**WHAT YOU HAVE TO DO**
The answer must match the listing exactly, with every line written out again.

**RECORD SET**
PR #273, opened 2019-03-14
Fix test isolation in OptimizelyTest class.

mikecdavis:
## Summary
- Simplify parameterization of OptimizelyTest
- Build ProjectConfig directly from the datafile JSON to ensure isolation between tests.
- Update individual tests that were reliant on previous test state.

**OUTPUT FOR THIS EXERCISE**
PR #273, opened 2019-03-14
Fix test isolation in OptimizelyTest class.

mikecdavis:
## Summary
- Simplify parameterization of OptimizelyTest
- Build ProjectConfig directly from the datafile JSON to ensure isolation between tests.
- Update individual tests that were reliant on previous test state.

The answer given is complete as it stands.